CME Group Launches Around-the-Clock Trading for Crypto Futures and Options

June 04, 2026 Updated June 04, 2026 Read time3 min read Tessa Marlowe
CME Group Launches Around-the-Clock Trading for Crypto Futures and Options

CME Group has launched round-the-clock trading for its cryptocurrency futures and options products, marking a landmark shift in how regulated derivatives markets operate in the digital asset space.

The expanded trading hours went live on Friday, May 29, with the Chicago-based derivatives giant reporting over 7,200 contracts traded across its inaugural weekend — equivalent to approximately $50 million in notional value.

The strong opening figures, supported by both retail and institutional participants, signal robust demand for always-on access to regulated crypto risk management tools.

Tim McCourt, CME Group's Global Head of Equities, FX and Alternative Products, framed the move as a natural progression since the exchange introduced its first Bitcoin futures contract back in 2017.

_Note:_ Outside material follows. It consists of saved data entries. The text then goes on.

PR #3530, opened 2021-04-13
bf(S3C-4245): Enforce x-amz-bypass-governance-retention header and s3:BypassGovernanceRetention user policy

tmacro:
Second half of the object lock fix

### DIFF
--- a/lib/api/apiUtils/object/objectLockHelpers.js
+++ b/lib/api/apiUtils/object/objectLockHelpers.js
@@ -144,21 +144,27 @@ function isObjectLocked(bucket, objectMD, headers) {
     return false;
 }
 
-function validateObjectLockUpdate(objectMD, retentionInfo) {
+function validateObjectLockUpdate(objectMD, retentionInfo, bypassGovernance) {
     const { retentionMode: existingMode, retentionDate: existingDateISO } = objectMD;
-    if (!existingMode || existingMode === 'GOVERNANCE') {
+    if (!existingMode) {
         return null;
     }
 
     const existingDate = new Date(existingDateISO);
     const isExpired = existingDate < Date.now();
 
-    if (retentionInfo.mode === 'GOVERNANCE' && !isExpired) {
+    if (existingMode === 'GOVERNANCE' && !isExpired && !bypassGovernance) {
         return errors.AccessDenied;
     }
 
-    if (new Date(retentionInfo.date) < existingDate) {
-        return errors.AccessDenied;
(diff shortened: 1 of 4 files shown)


lib/api/apiUtils/object/objectLockHelpers.js
```diff
@@ -144,20 +144,24 @@ function isObjectLocked(bucket, objectMD, headers) {
...
     const existingDate = new Date(existingDateISO);
     const isExpired = existingDate < Date.now();
 
-    if (retentionInfo.mode === 'GOVERNANCE' && !isExpired) {
+    if (existingMode === 'GOVERNANCE' && !isExpired && !bypassGovernance) {
         return errors.AccessDenied;
     }
 
-    if (new Date(retentionInfo.date) < existingDate) {
+    if (existingMode === 'COMPLIANCE' && retentionInfo.mode === 'GOVERNANCE' && !isExpired) {
```
jonathan-gramain: Just for clarity, could benefit to group compliance checks in a block, or maybe even also grouping governance checks with a switch-like:

```javascript
if (existingMode === 'GOVERNANCE') {
    // governance checks
} else if (existingMode === 'COMPLIANCE') {
    // compliance checks
}
```

lib/api/objectPutRetention.js
```diff
@@ -80,7 +82,51 @@ function objectPutRetention(authInfo, request, log, callback) {
...
+                        generalResource: bucketName,
+                        specificResource: { key: objectKey },
+                        requesterIp: ip,
+                        sslEnabled: request.connection.encrypted,
+                        apiMethod: 'bypassGovernanceRetention',
+                        awsService: 's3',
+                        locationConstraint: bucket.getLocationConstraint(),
+                        requesterInfo: authInfo,
+                        signatureVersion: authParams.params.data.authType,
+                        authType: authParams.params.data.signatureVersion,
```
rachedbenmustapha: Swap here

jonathan-gramain: makes me think that some specific tests to catch this particular typo issue could be useful (not sure what to test exactly, but I'm surprised that Vault would return a success if we mess with those input parameters)

tmacro: After some testing, the value of these params doesn't matter as the values aren't used (though they still need to be present or vault will reject the request with `ValidationError`). The same error also exists in bucketPut and multiObjectDelete.

jonathan-gramain (approved):

rachedbenmustapha (approved):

"Shifting to an always-on model represents the next natural evolution for the marketplace, ensuring CME Group continues to provide the continuous price discovery and trading confidence global investors require," McCourt said.

The launch has drawn participation from several prominent industry names. Robinhood Markets highlighted that its users can now trade regulated futures contracts at any hour, any day of the week — bridging the longstanding gap between traditional derivatives and spot crypto markets. Meanwhile, Ripple Prime and Wedbush Securities have positioned themselves as key facilitators of the new around-the-clock infrastructure.

Also coinciding with the launch, CME Group introduced Bitcoin Volatility futures on a 24/7 basis. These first-of-their-kind regulated contracts allow investors to trade their view on 30-day implied bitcoin volatility without taking a directional price position — adding yet another sophisticated tool to the growing regulated crypto derivatives ecosystem.

Why it matters

  • Traditional regulated derivatives exchanges operate on fixed weekday schedules, meaning crypto price moves over weekends or overnight could not be hedged through regulated futures until now — the 24/7 model closes that structural gap.

  • Bitcoin Volatility futures let traders express a view on expected price swings over a 30-day window without holding a directional position, a tool previously unavailable in regulated form and distinct from simply buying or selling Bitcoin futures.